# Why use a fly tower



## mikewarner (May 14, 2016)

In the case of backdrops and scrims, why not just use a roller system where the fabric is rolled around a cylinder above the stage? 

Are there any noticeable differences between such a system and a traditional fly tower?


----------



## BillConnerFASTC (May 14, 2016)

I believe that straight lift is faster, more reliable (less maintenance), and less expensive. Rollers I've seen are in the $40,000 range, motorized hoists for straight lift $20,000 - 25,000; and manual counterweight maybe $8000. And just for drops, tracks are maybe $1000-2000. But the specific answer to your inquiry is speed and wear on the drop. And nothing with fullness or even hems or vertical seams rolls well.

But the why isn't just for drops, it's also for travellers, orchestra shells, rigid scenic pieces, etc. More importantly, my experience suggests the fly house is more important for change over - Friday night band concert, Saturday children's play, and Sunday worship rental. 

Now, one drop now and forever, maybe a sky drop, OK. But I do that as a means to store it and protect it for an event that doesn't need it.


----------



## RonHebbard (May 14, 2016)

mikewarner said:


> In the case of backdrops and scrims, why not just use a roller system where the fabric is rolled around a cylinder above the stage?
> 
> Are there any noticeable differences between such a system and a traditional fly tower?


In a word: Definitely!
One of the versions of what you're speaking of used to be referred to as an "oleo" or "oleo drop".
With any of the roller variations, it's pretty much impossible to properly tension a scrim, or cyc, both laterally and vertically, and still have it roll up and / or down.

As to "fly towers"; In new construction, building a purpose built theatre from the foundations up, a commonly applied formula for grid height is to design a fly pipe's maximum height AFF (Above Finished Floor, the stage in this instance) to be 2.5 times the height of the proscenium. If a production's design calls for a totally unmasked, (no borders, legs, travellers, etcetera) look, you can still fly full height cycs and travellers totally out of the audiences sight, even out of sight of those seated in the closest rows unless they're being jerks by kneeling on the floor and looking straight up. Having this amount of overhead clearance permits not only the flying of drops with piped bottoms providing vertical tensioning but also the ability to fly a tightly stretched cyc or scrim with not only top and bottom pipes but any of the various commonly used systems for evenly cross-stretching from side to side.
Having a fly tower is one of those things: Once you've spent appreciable time in a space with a tower, you'll keep giggling at yourself for not only all of the times you'd wished you had one but for all of the many work-arounds you used to have to employ to get through your various past efforts. Definitely beneficial in a producing space, invaluable in a 'four-walls' road house. The only way to fly (pardon the pun) in a serious repertory space.
Toodleoo!
Ron Hebbard.


----------



## Footer (May 14, 2016)

mikewarner said:


> In the case of backdrops and scrims, why not just use a roller system where the fabric is rolled around a cylinder above the stage?
> 
> Are there any noticeable differences between such a system and a traditional fly tower?

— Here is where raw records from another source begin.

PR #3490, opened 2023-07-27
Fix: Incorrect radius error & retry handling

### LINKED ISSUE #3486: [BUG] "Retries" option don't work for Radius monitor.

### 🛡️ Security Policy

### Description

I trying to set Kuma to notify me only after 3 retries when radius e down. But it keep notifying me after the first "Access-Reject" response.

image

image

### 👟 Reproduction steps

1. create a radius monitor
2. Heartbeat Interval = 60s, Retries = 3

### 👀 Expected behavior

Notify me after 3 failed attempts

### 😓 Actual Behavior

Notify me after the first failed attempt

### 🐻 Uptime-Kuma Version

1.22.1

CentOS 7

### 🌐 Browser

Safari 16.5.1 (18615.2.9.11.7)

### 🐋 Docker Version

Docker version 20.10.8, build 3967b7d

### 🟩 NodeJS Version

_No response_

### 📝 Relevant log output

_No response_

chakflying:

# Description

Fixes #3486

- Adds a dockerfile for setting up a test radius server
- Propagate the radius error, instead of setting the bean to down directly, to work with retries

While fixing this bug, I found 2 annoying issues with the `node-radius-client` library:

- The library has a built-in retry mechanism, and defaults to 3 retries. A bug in the library also prevents me from disabling this retry mechanism. This would interfere with our own retries and timings. For example, if you set our beat interval to 20 seconds with no retries, the library would retry on its own 3 times, which would lead to a real interval of ~60 seconds. To mitigate this, I have set the library's retry to the minimum of 1, and halved the connection timeout. This still takes much longer than 20 seconds for some reason, but it's the best I can do.

- The library uses `Math.random` to generate a random port for connection instead of getting an available port😅. This leads to random `BIND EACCES` errors if the port is occupied.

As discovered before, the repository for [node-radius-client](https://github.com/w3cj/node-radius-client) was deleted or set to private, so there is no place to report these issues. We need to think about forking the library or finding a more reasonable alternative.

## Type of change

## Checklist

  (including JSDoc for methods)

### DIFF
--- a/server/model/monitor.js
+++ b/server/model/monitor.js
@@ -759,29 +759,19 @@ class Monitor extends BeanModel {
                         port = this.port;
                     }
 
-                    try {
-                        const resp = await radius(
-                            this.hostname,
-                            this.radiusUsername,
-                            this.radiusPassword,
-                            this.radiusCalledStationId,
-                            this.radiusCallingStationId,
-                            this.radiusSecret,
-                            port,
-                            this.interval * 1000 * 0.8,
-                        );
-                        if (resp.code) {
-                            bean.msg = resp.code;
-                        }
-                        bean.status = UP;
-                    } catch (error) {
-                        bean.status = DOWN;
-                        if (error.response?.code) {
-                            bean.msg = error.response.code;
-                        } else {
-                            bean.msg = error.message;
-                        }
-                    }
+                    const resp = await radius(
+                        this.hostname,
+                        this.radiusUsername,
+                        this.radiusPassword,
+                        this.radiusCalledStationId,
+                        this.radiusCallingStationId,
+                        this.radiusSecret,
+                        port,
+                        this.interval * 1000 * 0.4,
+                    );
+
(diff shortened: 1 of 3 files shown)


louislam:
> This still takes much longer than 20 seconds for some reason, but it's the best I can do.

This is actually my concern of https://github.com/louislam/uptime-kuma/pull/3072, because the previous beat have not finished yet and the next beat started.

> The library uses Math.random to generate a random port for connection instead of getting an available port😅. This leads to random BIND EACCES errors if the port is occupied.

Generating a random port sounds horrible.


I checked the code on npmjs.org, it is not obfuscated and the license is MIT, I think we can copy this into Uptime Kuma, or create a new npm package based on this later.

chakflying:
I see your point, both situations aren't ideal. I suppose there is no way to guarantee the heartbeat will terminate in the given interval for external libraries.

You ever tried to get a 50' pipe to hang perfectly horizontal while only holding it up at the ends? Whats your question here really? The cost and complication of a system like that is really not worth it.


----------



## SteveB (May 14, 2016)

With road houses, fly towers are the only solution for a traveling opera or ballets that uses scenic legs, borders and backdrops that need to change act to act. No possibility to rig all this on rollers and make it work reliably.

Expensive to build new though. Some of the consultants here have stated what the costs are to get decent tower height and beyond certain heights (50 ft. ?) remarkably expensive. I think I recall something like $200,000 per add'l foot of height. But worth it long term, IMO.


----------



## RonHebbard (May 14, 2016)

Footer said:


> You ever tried to get a 50' pipe to hang perfectly horizontal while only holding it up at the ends? Whats your question here really? The cost and complication of a system like that is really not worth it.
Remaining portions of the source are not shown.